A polícia na verdade ficou com a missão de reprimir e proteger os pobres. Mas os soldados não podem viver em favelas. Um dos temas mais comuns agora é criar cooperativas de casa própria para que os soldados possam viver em paz.
Isso aumenta a segurança deles. Mas, por outro lado, lança uma mensagem inquietante para o morador da favela.
Se o soldado não pode morar aqui e a polícia só entra em formação militar e com todas as precauções, como passaremos as noites?
O morador dos lugares pobres sente-se como um navegante num mar de piratas ou viajante medieval numa estrada infestada de salteadores.
Interessante nisso tudo é como o governo cede território à noite, um pouco como os norte-americanos no Vietnã. De noite, nas áreas mais pobres, quem manda é o narcotráfico.
Quando o Exército subiu as favelas do Rio, havia a preocupação de içar a bandeira nacional. Se a bandeira ainda estivesse lá, seria furada por tiros, cada tiro uma estrela, o verde de nossa mata, o amarelo do nosso ouro, o azul do nosso céu, tudo isso iria para o beleléu, pois para a estrutura do poder no morro o que importa não é nem o preto-no-branco, mas o preto e o branco, a maconha e a cocaína.
Os norte-americanos continuam pressionando. Querem resultados no combate ao tráfico de droga. Para eles, cada vez mais é necessária uma postura militar nesse campo. Vai nos empurrando para uma guerra sem horizontes, amparados pelos burocratas nacionais que gravitam em torno de sua ajuda, ou mesmo dos demagogos que prometem vitória contra o tráfico.
Pois, nas circunstâncias atuais, em que o dinheiro sobra do lado do narcotráfico e escasseia dramaticamente entre soldados famintos, não são animadoras as perspectivas. Sempre que se encontrarem traficantes e policiais, a possibilidade de suborno e cooptação estará no ar.
Tenho uma ponta de pessimismo com o Brasil. Acabo de ler o livro de Warren Dean sobre a Mata Atlântica. É impressionante como fomos destruindo tudo até chegarmos a deserdar as novas gerações, a legar um deserto.
Certos problemas como esse da segurança pública parecem superiores à nossa capacidade de solucioná-los. Era preciso coragem para reformar e sobretudo para aguentar as consequências.
A polícia tem de se basear em informações e conhecimentos científicos, tem de ser enxuta e muito bem paga.
Basta enunciar essa possibilidade de mudança de paradigma para que o fantasma salte à mesa. E o desemprego? Dificilmente uma solução radical não levaria ao desemprego no setor. Teríamos de buscar a saída por outro lado, o da reciclagem e colocação num mercado de trabalho flexível.
A tendência mais forte é a de empurrar com a barriga. Um pequeno aumento e não se fala mais nisso.

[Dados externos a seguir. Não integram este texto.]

PR #2095, opened 2018-02-23
Added documentation for SubscriptionLineItemSerializer.price_estimate

bradarv90:
#### What? Why?

Just a simple addition of documentation for SubscriptionLineItemSerializer.price_estimate. 

#### What should we test?

Is the documentation clear?

### DIFF
--- a/app/serializers/api/admin/subscription_line_item_serializer.rb
+++ b/app/serializers/api/admin/subscription_line_item_serializer.rb
@@ -7,6 +7,9 @@ module Api
         "#{object.variant.product.name} - #{object.variant.full_name}"
       end
 
+      # Returns price estimate based on either the estimated price 
+      # for that item or the expected fees for that item.
+      # Otherwise returns "?"
       def price_estimate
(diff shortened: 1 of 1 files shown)


oeoeaio:
Hey @bradarv90, thanks very much for your interest and contribution!

I'm actually still working on this code, and I've just made some changes which probably make this comment obsolete. I'll be submitting a PR shortly.

This illustrates what IMHO is part of the problem with making comments on individual methods: they quickly become obsolete and add to confusion rather than alleviating it. If a method looks like it requires commenting, it is almost always preferable to refactor the method so that what is doing is more obvious. The only exception to this is when a method that is 1) very stable, 2) very very difficult to refactor, and 3) contains confusing logic that would be aided by a comment.

Would you mind if I close this PR for now? If you think is important that it be merged, please let me know and we can discuss further.

Thanks!

bradarv90:
I can totally understand closing this PR. I'll close it for you :)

Gostaria de voltar ao tema com alguns dados. Não é verdade, na minha intuição, que os brasileiros não investem em segurança. Investem muito, só que em segurança privada. É um setor que absorve muita gente e deve continuar assim, apesar do crescimento da indústria dos equipamentos.

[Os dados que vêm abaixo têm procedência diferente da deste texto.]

PR #2096, opened 2018-02-23
Subs:  Improve estimates of item prices and fees

oeoeaio:
#### What? Why?

Fixes two main issues: 
1) The outstanding issue of subs UI not taking account of overrides document by @sstead while testing #2093
2) The lack of an estimate for shipping and payment fees for subscriptions, documented by @sstead while testing #2089

The first couple of commits are a refactor of the existing estimation logic into a dedicated class, I can move these commits into a separate PR if it is too confusing to have them in here. 

#### What should we test?

Price estimates for subscriptions line items should now take variant overrides into account, throughout the platform, especially important to test the subscriptions wizard and index page

Fee estimates should be included in the displayed total for subscriptions once they have been saved

#### Release notes

### DIFF
--- a/app/assets/javascripts/admin/subscriptions/services/subscription_functions.js.coffee
+++ b/app/assets/javascripts/admin/subscriptions/services/subscription_functions.js.coffee
@@ -8,8 +8,11 @@ angular.module("admin.subscriptions").factory 'SubscriptionFunctions', ($injecto
       subtotal += item.price_estimate * item.quantity
     , 0
 
+  estimatedFees: ->
+    @shipping_fee_estimate + @payment_fee_estimate
+
   estimatedTotal: ->
-    @estimatedSubtotal()
+    @estimatedSubtotal() + @estimatedFees()
 
   customer: ->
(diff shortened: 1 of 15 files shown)


sstead:
**Testing notes**

Outstanding:
- there's no fee breakdown in subs backend
- Enterprise fees aren't shown (this is probably correct though)
- The single subscription order view doesn’t include fees until it’s in CART state.
- Tax isn’t correctly calculating on the shipping fee in the first email the goes to the customer when the OC opens.

Otherwise inventory and fees relating to subs looks good!

https://docs.google.com/document/d/1XSuv9phXKcfPJTevJIbY1a28OTsuJTTIgHwrTKVn5Sg/edit#

oeoeaio:
Nothing broken, will deal with outstanding issues in another pull request

myriamboure:
@oeoeaio just disconnected from Subscription v1 issue to not pollute zenboard hub, if you needed to keep the connexion for any reason please reconnect :)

A polícia no Brasil se tornou um instrumento para controlar os pobres. E são tantos os pobres que disputam o privilégio de controlar seus vizinhos que as fardas se esgarçaram, os coturnos furaram e todos se igualam de novo na pobreza quase absoluta.
Se fosse num outro planeta, talvez pudéssemos ficar distantes do tema, divertindo-nos para ver como as elites se livram do problema que cavaram historicamente. Para nós, que ouvimos quase toda noite o "ratatá" das metralhas, a passividade é a pior saída.
Quando era menino cantava a vinda da polícia e pensava em me atirar n'água. Agora não, ela vem que vem brava e nosso dever é encará-la com respeito e uma vontade sincera de solucionar o problema, falsamente apresentado como "o problema da polícia".
O Brasil, em certas áreas, tem uma forte tendência à autodestruição. Se depender da resposta de cada um à possibilidade de sair da crise, ela deve ser: positivo, operante, como dizem os policiais no programa "Casseta & Planeta Urgente".